● The problem: In the records that follow, how many lines contain the word "java"? Give only that figure.
Input for this task below:
PR #466, opened 2019-10-03
Force socket timeout to 30 seconds. 

alexduf:
This should dramatically improve RDS incident recovery.

### DIFF
--- a/common/src/main/scala/db/DatabaseConfig.scala
+++ b/common/src/main/scala/db/DatabaseConfig.scala
@@ -1,5 +1,6 @@
 package db
 
+import java.util.Properties
 import java.util.concurrent.Executors
 
 import cats.effect.internals.IOContextShift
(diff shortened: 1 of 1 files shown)


common/src/main/scala/db/DatabaseConfig.scala
```diff
@@ -38,6 +39,11 @@ object DatabaseConfig {
     hikariConfig.setJdbcUrl(config.url)
     hikariConfig.setUsername(config.user)
     hikariConfig.setPassword(config.password)
+
+    val dsProperties: Properties = new Properties()
+    dsProperties.setProperty("socketTimeout", "30")
```
dominickendrick: Could this be achieved with `hikariConfig.addDataSourceProperties("socketTimeout", "30")` instead ? (note the `add` rather than `set`

alexduf: Ha, you're probably right!

PR #472, opened 2019-10-30
Investigate timeouts

alexduf:
This won't solve our issue, but it should inform us better onto why we get timeouts.

It also increases the timeout from 45s to 90s


alexduf:
cc @jacobwinch

PR #477, opened 2019-11-08
Add a new election topic type

frankie297:


jonathonherbert:
@frankie297 just double checking – is this PR still needed?

PR #478, opened 2019-11-12
Add 'election' breaking news topic type to mobile notifications client

jonathonherbert:
Adds a new election topic type to the mobile notifications client, for the benefit of notification emitters (e.g. https://github.com/guardian/facia-tool).


api-models/src/main/scala/com/gu/mobile.notifications.client/models/Topic.scala
```diff
@@ -35,6 +35,7 @@ object Topic {
   val BreakingNewsAu = Topic(Breaking, AU.toString)
   val BreakingNewsInternational = Topic(Breaking, International.toString)
   val BreakingNewsSport = Topic(Breaking, "sport")
+  val BreakingNewsElection = Topic(Breaking, "election")
```
alexduf:
```suggestion
  val BreakingNewsElection = Topic(Breaking, "uk-general-election")
```

jonathonherbert:
Great point @alexduf 👍

PR #484, opened 2019-11-20
Set a default title for Android payload and pass a title to iOS payload

frankie297:
- Reverts guardian/mobile-n10n#483
- Sets a default title for Android to be "The Guardian"
- Pass a title to iOS payload when a topic is available
- Adds "General Election 2019" title to the notification when there is an election topic type


alexduf:
We were too eager, but we need the change from facia tool to be merged at the same time.
Build was intercepted and no deploy happen

PR #489, opened 2020-02-06
Add the appVersion to the registration model

alexduf:
~I think this ticket is a one-liner.~ No it's not 😛 
I might have been overboard when creating the tickets


alexduf:
Tested on CODE ✅

PR #1750, opened 2026-04-14
Remove Play code from `common` and simplify lambda deps

rtyley:


project/plugins.sbt
```diff
@@ -3,8 +3,6 @@ libraryDependencies ++= Seq(
   "com.github.docker-java" % "docker-java-transport-httpclient5" % "3.5.3"
 )
 
-resolvers += "Typesafe repository" at "https://repo.typesafe.com/typesafe/releases/"
```
rtyley, line 6: * https://github.com/guardian/maintaining-scala-projects/issues/11

PR #1752, opened 2026-04-16
[Live Activities] synthetic events

vlbee:
Replaced by #1764 to sort commit history conflicts

## What does this change?

The goal of this PR is to generate a synthetic match event for CreateChannel  (2hrs before KO) and StartLiveActivity (20min before KO) and generate a LiveActivityPayload via the EventConsumer correctly. 

Next steps in new PRs: 
- push those payloads to the eventbus and route the CreateChannel payload to the channelManager lambda to see a channel created - the event bus model located in a [shared directory here](https://github.com/guardian/mobile-n10n/tree/live-activities-prototype/api-models/src/main/scala/com/gu/mobile.notifications.client/models/liveActitivites) needs to match the model consumed by the lambda. 
- determine exactly when to generate an EndActivity event to end and delete channel.  (FT status plus a match result?)

Notes:
The StartActivity payload will not be needed until we iterate push to start functionality later. 
We should place any models shared between services here: https://github.com/guardian/mobile-n10n/tree/live-activities-prototype/api-models/src/main/scala/com/gu/mobile.notifications.client/models/liveActitivites

## Accessibility


football/src/main/scala/com/gu/mobile/notifications/football/lib/EventConsumer.scala
```diff
@@ -36,7 +48,8 @@ class EventConsumer(
       event: MatchEvent,
       articleId: Option[String]
   ): List[NotificationPayload] = {
-    logger.debug(s"Processing event $event for match ${matchDay.id}")
+
+//  logger.debug(s"Processing event $event for match ${matchDay.id}")
```
JamieB-gu, line 52: Why are the debug log statements in this file commented out?

football/src/main/scala/com/gu/mobile/notifications/football/lib/EventConsumer.scala
```diff
@@ -20,10 +20,22 @@ class EventConsumer(
   def eventsToNotifications(
       matchData: MatchDataWithArticle
   ): List[NotificationPayload] = {
-    matchData.allEvents.flatMap { event =>
+
+    /** We have added synthetic events for live activities which we don't want
+      * to generate push notifications for, so we filter those out here.
+      */
+    val liveActivityEventTypes =
+      List("create-channel", "start-live-activity", "end-live-activity")
```
JamieB-gu, line 28: Is there any way we can couple this list to the events we're creating in `SyntheticMatchEventGenerator`? It occurs to me that we have some hardcoded strings in a couple of different places and we're relying on them to always remain in sync? If one or other of them changes we may end up accidentally sending notifications for live activity events?

It's possible we could do this with something like a union type containing members that have `toString` methods? This could be one to capture and look at in a follow-up.

football/src/test/scala/com/gu/mobile/notifications/football/lib/SyntheticMatchEventGeneratorSpec.scala
```diff
@@ -71,4 +71,27 @@ class SyntheticMatchEventGeneratorSpec extends Specification {
...
+    }
+
+    "Add a startLiveActivity event if match kick off is within 20min" in new TestScope {
+      val generator = new SyntheticMatchEventGenerator()
+      generator.generate(List(), "match-id", matchInfo.copy(date = ZonedDateTime.now.plusMinutes(15))).head.eventType mustEqual "start-live-activity"
+    }
+
+    "Add id to first timeline event" in new TestScope {
+      val generator = new SyntheticMatchEventGenerator()
+      println(generator.generate(List(timelineEvent), "match-id", matchInfo.copy(date = ZonedDateTime.now())))
```
JamieB-gu, line 88: Do you need this `println`?

JamieB-gu (approved):
Looks good, some questions, non-blocking.

PR #1754, opened 2026-04-17
Add dynamodb for live activity events

marjisound:
## What does this change?
Add a DynamoDB table to store football live activity events, enabling event deduplication


marjisound:
This work was done in https://github.com/guardian/mobile-n10n/pull/1766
End of Input for this task.
● Exercise solution: 3